At this point, we can connect to our access point and use it as an access point but you won’t have access to the internet. That happens because we need to forward the connection established by the wlan0
to the eth0
.
$ sudo iptables -t nat -A POSTROUTING -o eth0 -j MASQUERADE
$ sudo iptables -A FORWARD -i eth0 -o wlan0 -m state --state RELATED,ESTABLISHED -j ACCEPT
$ sudo iptables -A FORWARD -i wlan0 -o eth0 -j ACCEPT
The iptables
commands described above will forward those connections to the right interface and masquerade them as if it was the eth0
connection. Save and load the iptables rules if you need to reboot the Raspberry. The following two steps will save the configuration and add them to rc.local
.
$ iptables-save > saved-iptables-rules
$ cp saved-iptables-rules /etc/iptables-hostapd-rules
$ sudo vim /etc/rc.local
$ /sbin/iptables-restore < /etc/iptables-hostapd-rules
Finally, we need to enable the IPv4 forwarding. Change the net.ipv4.ip_forward
in the /etc/sysctl.conf
to 1.
We can list the devices connected to the access point with sudo iw dev wlan0 station dump
.
Install TOR
At this point, we can use the AP but we want to go further and let our clients navigate anonymously. Install tor with:
$ apt-get install tor
Now that tor is installed, let’s configure the port where tor will be listening and the necessary configurations needed by the tor proxy, go to /etc/tor/torrc
and put the following config:
SOCKSPort 9040
VirtualAddrNetworkIPv4 10.192.0.0/10
TransListenAddress 172.24.1.1
TransPort 9040
DNSListenAddress 172.24.1.1
DNSPort 53
AutomapHostsSuffixes .onion,.exit
AutomapHostsOnResolve 1
The next step is to set the iptables to route TCP connections to the port we have set and also add rules to keep having DNS and SSH to our Raspberry:
$ sudo iptables -t nat -A PREROUTING -i wlan0 -p tcp --dport 22 -j REDIRECT --to-ports 22
$ sudo iptables -t nat -A PREROUTING -i wlan0 -p udp --dport 53 -j REDIRECT --to-ports 53
$ sudo iptables -t nat -A PREROUTING -i wlan0 -p tcp --syn -j REDIRECT --to-ports 9040
Similar to what we did with the other configuration, save the new rules.

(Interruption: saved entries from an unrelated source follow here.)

PR #659, opened 2020-03-13
Isolate project persistence layer

tombogle:
This change is [Reviewable](https://reviewable.io/reviews/sillsdev/glyssen/659)


tombogle:
___
*[DevTools/AnnotationExtractor.cs, line 1 at r4](https://reviewable.io/reviews/sillsdev/glyssen/659#-M2Kgv2b-3Fl6smRZYQK:-M2evfXk4CIisFm0z-rt:bb74x83) ([raw file](https://github.com/sillsdev/glyssen/blob/b1e695fc0d86f1a470c01b7fa74dd16d5af56682/DevTools/AnnotationExtractor.cs#L1)):*

I guess this is just cleaning up a file we already weren't using?
</blockquote></details>

True

tombogle:
___
*[Glyssen/MainForm.cs, line 49 at r2](https://reviewable.io/reviews/sillsdev/glyssen/659#-M2JdgdJ5ImX4KewrXWH:-M2ewF1HEstnsXINqHYo:bv6nfxo) ([raw file](https://github.com/sillsdev/glyssen/blob/8f72f618f11bfe96daceafa464badb796b4f48bd/Glyssen/MainForm.cs#L49)):*

Consider putting in GlyssenShared instead? Or at least GlyssenEngine?n
</blockquote></details>

Thought about it, but it isn't used anywhere else.

tombogle:
___
*[GlyssenEngine/Project.cs, line 1664 at r2](https://reviewable.io/reviews/sillsdev/glyssen/659#-M2Ji8dHE_vQyfnBMpdE:-M2jRwgREba49Mtoi_wT:b6gpbuk) ([raw file](https://github.com/sillsdev/glyssen/blob/8f72f618f11bfe96daceafa464badb796b4f48bd/GlyssenEngine/Project.cs#L1664)):*

> ```
> requests
> ```
requested
</blockquote></details>

See https://github.com/sillsdev/libpalaso/pull/917

tombogle:
___
*[GlyssenEngine/Project.cs, line 1666 at r2](https://reviewable.io/reviews/sillsdev/glyssen/659#-M2JiU4e-Uhqa7LJ5WHf:-M2jS-s10XlJ1tiq7_lL:b3sk72h) ([raw file](https://github.com/sillsdev/glyssen/blob/8f72f618f11bfe96daceafa464badb796b4f48bd/GlyssenEngine/Project.cs#L1666)):*

Either way, I guess. It does make sense for this to be the default...
</blockquote></details>

We'll see what Eberhard thinks

tombogle:
___
*[GlyssenEngine/Project.cs, line 1635 at r5](https://reviewable.io/reviews/sillsdev/glyssen/659#-M2ektnQCkrWjBEHSLPc:-M2jS3WsDJ1khKADIjyM:b6gpbuk) ([raw file](https://github.com/sillsdev/glyssen/blob/a167cce397904121a02d7c070d968f696e0f33a1/GlyssenEngine/Project.cs#L1635)):*

TODO
</blockquote></details>

See https://github.com/sillsdev/libpalaso/pull/917

tombogle:
___
*[GlyssenEngine/Project.cs, line 1664 at r2](https://reviewable.io/reviews/sillsdev/glyssen/659#-M2Ji8dHE_vQyfnBMpdE:-M2n2ZrR8yyI7fdV74Lo:bkxwe55) ([raw file](https://github.com/sillsdev/glyssen/blob/8f72f618f11bfe96daceafa464badb796b4f48bd/GlyssenEngine/Project.cs#L1664)):*

I'm impressed if you fixed a typo in a GlyssenEngine comment with a PR in libpalaso!
</blockquote></details>

Prepare to be impressed!

tombogle:
___
*[GlyssenEngine/Project.cs, line 1679 at r2](https://reviewable.io/reviews/sillsdev/glyssen/659#-M2JiED_E0f-7mezitBa:-M2n2hUp61w_e9ZTnS6z:b-896fix) ([raw file](https://github.com/sillsdev/glyssen/blob/8f72f618f11bfe96daceafa464badb796b4f48bd/GlyssenEngine/Project.cs#L1679)):*

> ```
> reader?.Dispose();
> ```
Elvis can leave the building.
(You've already checked it isn't null.)
</blockquote></details>

Done.

tombogle:
___
*[GlyssenEngine/Project.cs, line 1824 at r5](https://reviewable.io/reviews/sillsdev/glyssen/659#-M2itdA26bB7JgLuOF6D:-M2n3U3843_mEq6JHp1s:b-hctoym) ([raw file](https://github.com/sillsdev/glyssen/blob/a167cce397904121a02d7c070d968f696e0f33a1/GlyssenEngine/Project.cs#L1824)):*
> RestoreResourceFromBackup
I wasn't entirely comfortable with saying replace because I thought it maybe suggested an implementation detail that might not be accurrate. But I like RestoreResourceFromBackup.

tombogle:
___
*[GlyssenEngine/Character/CharacterGroupList.cs, line 91 at r2](https://reviewable.io/reviews/sillsdev/glyssen/659#-M2JilfO988Nw6jMmVcF:-M2n4bc4BwUHfbgh4D4V:b-z08mrq) ([raw file](https://github.com/sillsdev/glyssen/blob/8f72f618f11bfe96daceafa464badb796b4f48bd/GlyssenEngine/Character/CharacterGroupList.cs#L91)):*

This follows a different pattern than the VoiceActorList. There, you start by deserializing, and if the result is null, return a new list. Here, you check data is null first then assume the result is not null. Should we make them consistent?
</blockquote></details>

It's because if it's a new list, I don't need to bother with the foreach to initialize the groups. It's just a very minor optimization.

tombogle:
___
*[GlyssenEngine/Script/BookScript.cs, line 48 at r5](https://reviewable.io/reviews/sillsdev/glyssen/659#-M2iwXD_0xY_uk7dekiL:-M2n5-Ak7oXY2IaHgVj9:b-xqh3q6) ([raw file](https://github.com/sillsdev/glyssen/blob/a167cce397904121a02d7c070d968f696e0f33a1/GlyssenEngine/Script/BookScript.cs#L48)):*

Maybe this is paranoia, but is it worth a Debug.Assert that the reader is disposed before leaving the method (since you are relegating dispose to method which doesn't obviously dispose)?
</blockquote></details>

Would be nice. Unfortunately, IDisposable does not have an IsDisposed member (as I found out when I wrote the unit test for my PR in libpalaso). But at least the unit test there shows that Dispose gets called when it's supposed to.

tombogle:
___
*[GlyssenEngineTests/ReferenceTextIdentifierTests.cs, line 93 at r3](https://reviewable.io/reviews/sillsdev/glyssen/659#-M2KFqMHEBSFGFNNwzy-:-M2nFExw-YoYepe9BDiA:bnqnphk) ([raw file](https://github.com/sillsdev/glyssen/blob/55c97d1a9f75dbc5b7584ba5c62abedf58f8e749/GlyssenEngineTests/ReferenceTextIdentifierTests.cs#L93)):*
> ```
> #region REVIEW: Should we delete these tests? They test a method only used here.
> ```
Yes, but IsCustomReferenceAvailable is not used outside of the unit tests. So if we stopped testing that method (which is now a one-line pass-through for Reader.ResourceExists), we could get rid of it. I think the tests for AllAvailable essentially   test the internal functionality (of both the test setup and the actual production code) that we care about.

tombogle:
___
*[GlyssenEngineTests/ReferenceTextTests.cs, line 4207 at r5](https://reviewable.io/reviews/sillsdev/glyssen/659#-M2iyElR64qTCd0Tpt_f:-M2nI8p55k3KXKwwy_rG:bjjb8kj) ([raw file](https://github.com/sillsdev/glyssen/blob/a167cce397904121a02d7c070d968f696e0f33a1/GlyssenEngineTests/ReferenceTextTests.cs#L4207)):*
> ```
> DeleteTempCustomReferenceProjectFolder()
> ```
How about CleanupUpTempImplementationAndRestorePreviousImplementation? It's some unusual plumbing, to be sure. As an alternative, I could add a property that returns the current implementation instead of having this method return it. Of the three places where this method is called, only one actually uses the return value.

tombogle:
___
*[GlyssenFileBasedPersistence/ProjectRepository.cs, line 74 at r5](https://reviewable.io/reviews/sillsdev/glyssen/659#-M2dv9JNCTH58SmgeyZD:-M2nKYJ76v00Fif2419e:b-gh7v22) ([raw file](https://github.com/sillsdev/glyssen/blob/a167cce397904121a02d7c070d968f696e0f33a1/GlyssenFileBasedPersistence/ProjectRepository.cs#L74)):*

> bool requireWritable = false

Another case where we should force the dev to choose?
(evidence to support a yes answer is that you had to add 'true' in a subsequent commit in a test setup)
</blockquote></details>

The only instance where we pass true is in test code, so I got rid of the parameter and just set ProjectIsWritable to false if it is locked. Then I made that test code assert that ProjectIsWritable;

tombogle:
___
*[GlyssenShared/IProjectPersistenceReader.cs, line 10 at r3](https://reviewable.io/reviews/sillsdev/glyssen/659#-M2KC2VQ7fOd9ZOc6HS2:-M2nP47O5x8mz4eHvJHj:b5zfez4) ([raw file](https://github.com/sillsdev/glyssen/blob/55c97d1a9f75dbc5b7584ba5c62abedf58f8e749/GlyssenShared/IProjectPersistenceReader.cs#L10)):*

> ```
> GetAllCustomReferenceTexts
> ```
Since this can have a predicate, and the All doesn't seem particularly helpful, anyway, should it be removed from the method name?
</blockquote></details>

I'm torn. The predicate is an "exclude" not a "where", so it suggests that the "normal" thing is to get them all. I think you're right that "All" is not strictly necessary, but it does kind of help to emphasize that we're getting all...except. Since it is only used in one particular situation (albeit the only instance in production code), it effectively functions as a bool. I'd like to make it a bool (and reverse its polarity to mean "even if already in the list of available one"), but the implementer has no access to the method that indicates that and it is an implementation detail that feels meaningless in the context of the interface.
I've tentatively made that method public (and tweaked it so it won't crash when s_allAvaialble is null) and changed the implementation of GetAllCustomReferenceTexts to unconditionally call that method to exclude any project that is already loaded. Seems to work okay. If we think that is a good idea, we'd need to rename it to something like GetCustomReferenceTextsNotAlreadyLoaded. That does kind of put the onus on the implementer to do that call correctly (though in one sense we were already requiring that indirectly). It's really primarily just an optimization to avoid getting the readers over and over, and that optimization may be less important in other implementations. I can just change AttemptToAddCustomReferenceText to dispose the reader if its for one that is already loaded.
How does that sound?

tombogle:
___
*[GlyssenShared/IProjectPersistenceWriter.cs, line 9 at r3](https://reviewable.io/reviews/sillsdev/glyssen/659#-M2KCv2A4UlU3Fj6hf7V:-M2nZSQ_-P9ToOto7GUz:b-pkqz9d) ([raw file](https://github.com/sillsdev/glyssen/blob/55c97d1a9f75dbc5b7584ba5c62abedf58f8e749/GlyssenShared/IProjectPersistenceWriter.cs#L9)):*

> ```
> two
> ```
three?
</blockquote></details>

Deleted the comment. The tests now do in fact use these methods for IReferenceTextProject.

tombogle:
___
*[GlyssenShared/IProjectPersistenceWriter.cs, line 25 at r3](https://reviewable.io/reviews/sillsdev/glyssen/659#-M2KDHVF8RWUM8Xu6Z2z:-M2n_DahC2X7DViERQ2x:b-994tcx) ([raw file](https://github.com/sillsdev/glyssen/blob/55c97d1a9f75dbc5b7584ba5c62abedf58f8e749/GlyssenShared/IProjectPersistenceWriter.cs#L25)):*
> ArchiveBookNoLongerAvailable
renamed to ArchiveBookThatIsNoLongerAvailable

tombogle:
___
*[GlyssenSharedTests/ReferenceTextTestUtils.cs, line 92 at r5](https://reviewable.io/reviews/sillsdev/glyssen/659#-M2iztpH5-bb1M4FO5yU:-M2naZ17-MZmdBz0SN1E:b9j8nbu) ([raw file](https://github.com/sillsdev/glyssen/blob/a167cce397904121a02d7c070d968f696e0f33a1/GlyssenSharedTests/ReferenceTextTestUtils.cs#L92)):*

Is this method called? (It isn't in the stuff open in Reviewable currently.)
Regardless, I think it could be used in AddBook above to simplify the switch a bit by setting fileContents outside the switch.
</blockquote></details>

Yes, it's used in ReferenceTextTests.

tombogle:
___
*[GlyssenEngine/Project.cs, line 1111 at r5](https://reviewable.io/reviews/sillsdev/glyssen/659#-M2eiYo04Yr_dtiKdvJM:-M2o6-ZcBo_GFvHgmlkh:byt3q36) ([raw file](https://github.com/sillsdev/glyssen/blob/a167cce397904121a02d7c070d968f696e0f33a1/GlyssenEngine/Project.cs#L1111)):*
> ArchiveBookNoLongerAvailable
ArchiveBookThatIsNoLongerAvailable

tombogle:
___
*[GlyssenEngineTests/ReferenceTextTests.cs, line 4207 at r5](https://reviewable.io/reviews/sillsdev/glyssen/659#-M2iyElR64qTCd0Tpt_f:-M2oA3053COppUmE4AYH:b-dffohu) ([raw file](https://github.com/sillsdev/glyssen/blob/a167cce397904121a02d7c070d968f696e0f33a1/GlyssenEngineTests/ReferenceTextTests.cs#L4207)):*

Either of your suggestions makes sense. Perhaps more the latter if only one of three use the return value. (And I guess that's what I meant with my initial suggestion above to introduce a new method.)
</blockquote></details>

I did both

tombogle:
___
*[GlyssenFileBasedPersistenceTests/PersistenceImplementationTests.cs, line 68 at r5](https://reviewable.io/reviews/sillsdev/glyssen/659#-M2nksZ-DY1CYp4MB7gm:-M2oB4P86107JYHQzXfx:b-54mjud) ([raw file](https://github.com/sillsdev/glyssen/blob/a167cce397904121a02d7c070d968f696e0f33a1/GlyssenFileBasedPersistenceTests/PersistenceImplementationTests.cs#L68)):*
> NoCustomReferenceTextsExist_GetsEmptyCollection
Changed to GetStandardReferenceText_NoCustomReferenceTextsExist_GetsReaderForMetadataOfRequestedReferenceText

tombogle:
___
*[GlyssenShared/IProjectPersistenceReader.cs, line 22 at r3](https://reviewable.io/reviews/sillsdev/glyssen/659#-M2KCZr54VHx6IjnHMi-:-M2oCEc20XINNwTs4aIy:b7bl1tc) ([raw file](https://github.com/sillsdev/glyssen/blob/55c97d1a9f75dbc5b7584ba5c62abedf58f8e749/GlyssenShared/IProjectPersistenceReader.cs#L22)):*

This might be worth discussing. I think I get it after reading the comment a few times...
</blockquote></details>

Let's do that.

tombogle:
___
*[GlyssenSharedTests/ReferenceTextTestUtils.cs, line 92 at r5](https://reviewable.io/reviews/sillsdev/glyssen/659#-M2iztpH5-bb1M4FO5yU:-M2tJ-GD2DiaBR6y2fNx:b-4zpy4l) ([raw file](https://github.com/sillsdev/glyssen/blob/a167cce397904121a02d7c070d968f696e0f33a1/GlyssenSharedTests/ReferenceTextTestUtils.cs#L92)):*

Did you see my suggestion to use it to simplify AddBook above?
</blockquote></details>

I debated doing that. I wasn't sure I wanted to have to do the switch twice, but I suppose it's not going to make much difference and probably simpler code (no duplication) is more important than a nanosecond of test time.

tombogle:
___
*[GlyssenSharedTests/ReferenceTextTestUtils.cs, line 92 at r5](https://reviewable.io/reviews/sillsdev/glyssen/659#-M2iztpH5-bb1M4FO5yU:-M2tOEcI3pS2GeiGb0lo:bbr5sk2) ([raw file](https://github.com/sillsdev/glyssen/blob/a167cce397904121a02d7c070d968f696e0f33a1/GlyssenSharedTests/ReferenceTextTestUtils.cs#L92)):*

I debated doing that. I wasn't sure I wanted to have to do the switch twice, but I suppose it's not going to make much difference and probably simpler code (no duplication) is more important than a nanosecond of test time. 
</blockquote></details>

I figured out a way to get rid of the big switch altogether, so now the code is much simpler.

tombogle:
___
*[GlyssenShared/IProjectPersistenceReader.cs, line 62 at r9](https://reviewable.io/reviews/sillsdev/glyssen/659#-M3D0lqWCGK8kCfKyLw5:-M3D0lqWCGK8kCfKyLw6:b-8locl3) ([raw file](https://github.com/sillsdev/glyssen/blob/244a409f4adfa256fe13e7ebc0cfdde75024ebf4/GlyssenShared/IProjectPersistenceReader.cs#L62)):*
> ```Smalltalk
> 
> 		/// <summary>
> 		/// Enumerates the existing books in for the specified project, getting a
> ```

add: in canonical order

tombogle:
___
*[GlyssenShared/IProjectPersistenceReader.cs, line 68 at r9](https://reviewable.io/reviews/sillsdev/glyssen/659#-M3DB0s926KUNqeWavSz:-M3DB0s926KUNqeWavT-:b5rzsl7) ([raw file](https://github.com/sillsdev/glyssen/blob/244a409f4adfa256fe13e7ebc0cfdde75024ebf4/GlyssenShared/IProjectPersistenceReader.cs#L68)):*
> ```Smalltalk
> 		IEnumerable<ResourceReader<string>> GetExistingBooks(IProject project);
> 
> 		bool TryInstallFonts(IUserProject project, string fontFamily, IFontRepository fontRepository);
> ```

Need comment for this

tombogle:
___
*[GlyssenShared/IProjectPersistenceReader.cs, line 22 at r3](https://reviewable.io/reviews/sillsdev/glyssen/659#-M2KCZr54VHx6IjnHMi-:-M3S-OMx5oHG-hbg7uq4:bclgpwo) ([raw file](https://github.com/sillsdev/glyssen/blob/55c97d1a9f75dbc5b7584ba5c62abedf58f8e749/GlyssenShared/IProjectPersistenceReader.cs#L22)):*

If I remember our discussion, we said leave the name the same but improve the comment.
</blockquote></details>

I've taken a stab at re-wording the comment in both the interface and in the file-based implementation of the method. (The wording in each place differs.) See if it's any better.

tombogle:
___
*[GlyssenEngine/SampleProject.cs, line 44 at r12](https://reviewable.io/reviews/sillsdev/glyssen/659#-M3RsHNmCzMwSbyy8Yu5:-M3S3gFb7n9Lh51Kjpcv:b77i20j) ([raw file](https://github.com/sillsdev/glyssen/blob/42da8870d6dff263e6155d3b4b783338d67b3b22/GlyssenEngine/SampleProject.cs#L44)):*

Something seems off here. Maybe it is just because this is one-off for the sample, but why do we need to set the font family twice (once for the project and once for the metadata)?
</blockquote></details>

Maybe you just looked at the diff/code wrong. I don't see what you're talking about. I searched for "FontFamily = " and "kSampleFontFamily" in this file, and this is the only line where we're setting this. (The SampleProjectStub class also returns it, but that's a different class, and it's not really "setting" it.)

tombogle:
___
*[Glyssen/MainForm.cs, line 547 at r5](https://reviewable.io/reviews/sillsdev/glyssen/659#-M3RzrJE4juUztzDXyiY:-M3S4vk31JpEqaScnhK8:bkh4f4n) ([raw file](https://github.com/sillsdev/glyssen/blob/a167cce397904121a02d7c070d968f696e0f33a1/Glyssen/MainForm.cs#L547)):*

> ```
> if (GlyssenDblTextMetadata.GetRevisionOrChangesetId(projFilePath) == bundle.Metadata.RevisionOrChangesetId)
> ```
Is this check not needed anymore because we feel like we have moved past the point of needing it?
It feels like this logic got removed with your change.
</blockquote></details>

I think the overall logic is still intact. Here's what it's supposed to do (I think):
If there are other projects for the same "publication" (i.e., bundle ID), and the SAME revision, then we open the SelectExistingProjectDlg to see if the user wants to open an existing one or create a new one. If not, then most of the time that means there isn't an existing one, so we create a new one (with the default name) and open it. BUT (and all this logic is now in GetAvailableDefaultProjectFilePath), there's a chance there could be an existing project for a DIFFERENT revision, in which case we add a revision qualifier to the name to get a unique default. Finally, there is the insanely unlikely scenario where there might not be an existing valid project, but there could be a non-empty folder with the default name we came up with. If that happens, then GetAvailableDefaultProjectFilePath figures out what number to append to get an new folder.

tombogle:
___
*[GlyssenFileBasedPersistence/PersistenceImplementation.cs, line 476 at r12](https://reviewable.io/reviews/sillsdev/glyssen/659#-M3RvEKW9VNaOSoMES6C:-M3S6tav00oxi7qEaa9Z:b-48a379) ([raw file](https://github.com/sillsdev/glyssen/blob/42da8870d6dff263e6155d3b4b783338d67b3b22/GlyssenFileBasedPersistence/PersistenceImplementation.cs#L476)):*
> add a number to ensure a unique
If I change add to adds, will that make it clear?

tombogle:
___
*[GlyssenShared/ResourceReader.cs, line 6 at r9](https://reviewable.io/reviews/sillsdev/glyssen/659#-M3DDRCD5gvOcT4-y606:-M3S85Oj0WiX--3gYqyS:bb6un1j) ([raw file](https://github.com/sillsdev/glyssen/blob/244a409f4adfa256fe13e7ebc0cfdde75024ebf4/GlyssenShared/ResourceReader.cs#L6)):*

Since the only IdType I ended up needing was string, this class could be simplified. 
</blockquote></details>

Done

tombogle:
___
*[GlyssenFileBasedPersistence/PersistenceImplementation.cs, line 488 at r12](https://reviewable.io/reviews/sillsdev/glyssen/659#-M3RwSs43Pc8EOc3DklX:-M3S8LYEAYJL1KqPDPHp:b-ohgay3) ([raw file](https://github.com/sillsdev/glyssen/blob/42da8870d6dff263e6155d3b4b783338d67b3b22/GlyssenFileBasedPersistence/PersistenceImplementation.cs#L488)):*

I'm having a hard time following why the other checks are for non-empty folders, but here we care if the project file exists.
</blockquote></details>

In order for the project to be for a different revision, it would have to exist. If there is a non-empty folder that doesn't have a project in it, then it's a regular collision, but not one that requires us to append the revision number.

tombogle:
___
*[GlyssenFileBasedPersistence/PersistenceImplementation.cs, line 107 at r9](https://reviewable.io/reviews/sillsdev/glyssen/659#-M3C0GhP9Y2PGhGuIVvT:-M3SCh973RrkczO2T0oN:b-4fy4u4) ([raw file](https://github.com/sillsdev/glyssen/blob/244a409f4adfa256fe13e7ebc0cfdde75024ebf4/GlyssenFileBasedPersistence/PersistenceImplementation.cs#L107)):*

See my comments about the accuracy of the algorithm?
</blockquote></details>

Here's something similar: https://stackoverflow.com/questions/2818509/why-use-buffers-to-read-write-streams. I don;t think this is where I copied it from, though. My original implementation wasn't right and was crashing. In the case of this code on StackOverflow, they aren't checking that they read a full buffer. Maybe Stream.Read is different, but with TextReader.Read, it crashes if you try to do a subsequent read after reading the last little bit (that isn't a full buffer).

tombogle:
___
*[GlyssenFileBasedPersistence/PersistenceImplementation.cs, line 107 at r9](https://reviewable.io/reviews/sillsdev/glyssen/659#-M3C0GhP9Y2PGhGuIVvT:-M3SE60H7WsdDnZZ6pgz:b84bi4) ([raw file](https://github.com/sillsdev/glyssen/blob/244a409f4adfa256fe13e7ebc0cfdde75024ebf4/GlyssenFileBasedPersistence/PersistenceImplementation.cs#L107)):*

Here's something similar: https://stackoverflow.com/questions/2818509/why-use-buffers-to-read-write-streams. I don;t think this is where I copied it from, though. My original implementation wasn't right and was crashing. In the case of this code on StackOverflow, they aren't checking that they read a full buffer. Maybe Stream.Read is different, but with TextReader.Read, it crashes if you try to do a subsequent read after reading the last little bit (that isn't a full buffer).
</blockquote></details>

Here's another example with two different ways to end the looping: https://csharp.developreference.com/article/25610741/Fastest+way+to+delete+the+first+few+bytes+of+a+file
I don't know if one of those is preferable.

tombogle:
___
*[GlyssenFileBasedPersistence/PersistenceImplementation.cs, line 107 at r9](https://reviewable.io/reviews/sillsdev/glyssen/659#-M3C0GhP9Y2PGhGuIVvT:-M3SEo5l5jPvs7s16oTE:bsdn5kt) ([raw file](https://github.com/sillsdev/glyssen/blob/244a409f4adfa256fe13e7ebc0cfdde75024ebf4/GlyssenFileBasedPersistence/PersistenceImplementation.cs#L107)):*

Here's another example with two different ways to end the looping: https://csharp.developreference.com/article/25610741/Fastest+way+to+delete+the+first+few+bytes+of+a+file
I don't know if one of those is preferable.
</blockquote></details>

I was just about to add calls to Flush inside the loop to ensure we can handle an arbitrarily large amount of data. But I found this: https://docs.microsoft.com/en-us/dotnet/api/system.io.streamwriter.autoflush?view=netframework-4.8. So I think I can set Autoflush to false (probably the default, but weird that this is not clearly documented) and then call Flush at the end. (Apparently, this is not strictly necessary, since Dispose seems to handle this.)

$ iptables-save > saved-iptables-rules
$ cp saved-iptables-rules /etc/iptables-tor-rules
$ vim /etc/rc.local
/sbin/iptables-restore < /etc/iptables-tor-rules
Restart and enable tor:
$ systemctl restart tor
$ systemctl enable tor
Connect a device and check if the setup was successful at check.torproject.org. Visit DuckDuckGo and browse anonymously.